=== Section Start ===
PR #330, opened 2025-02-10
Update mixin order per scikit-learn 1.6 release

kroenlein:
With the Tag abstraction introduced in scikit-learn 1.6, method resolution order grabs the tags from [BaseEstimator](https://github.com/scikit-learn/scikit-learn/blob/d8932866b6f4b2dee508a54b79f1122ff5f5459d/sklearn/base.py#L421) instead of [RegressorMixin](https://github.com/scikit-learn/scikit-learn/blob/d8932866b6f4b2dee508a54b79f1122ff5f5459d/sklearn/base.py#L614), resulting in a py4j casting error on targets.


mVenetos97 (approved):
LGTM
=== Section End ===
__WHAT THE TASK ASKS__
The answer must be every line of the records above that holds the word "order".

__TASK SOLUTION__
Update mixin order per scikit-learn 1.6 release
With the Tag abstraction introduced in scikit-learn 1.6, method resolution order grabs the tags from [BaseEstimator](https://github.com/scikit-learn/scikit-learn/blob/d8932866b6f4b2dee508a54b79f1122ff5f5459d/sklearn/base.py#L421) instead of [RegressorMixin](https://github.com/scikit-learn/scikit-learn/blob/d8932866b6f4b2dee508a54b79f1122ff5f5459d/sklearn/base.py#L614), resulting in a py4j casting error on targets.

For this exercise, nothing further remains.